* Try it *
Look through the data below for the string "mindisk", and copy every line where it turns up.

* Extracted records *
+ + +
PR #1065, opened 2025-01-29
Remove mindisk option as this leads to out of disk space on EC2

tsaubergine:
Increase disk image to 8GB overlay (same as real bots/hubs).

Removed `--mindisk`.

Increased Cloudhub default to 32 GB


ferrom-jaia (approved):
Looks good!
+ + +
* Written answer *
Remove mindisk option as this leads to out of disk space on EC2
Removed `--mindisk`.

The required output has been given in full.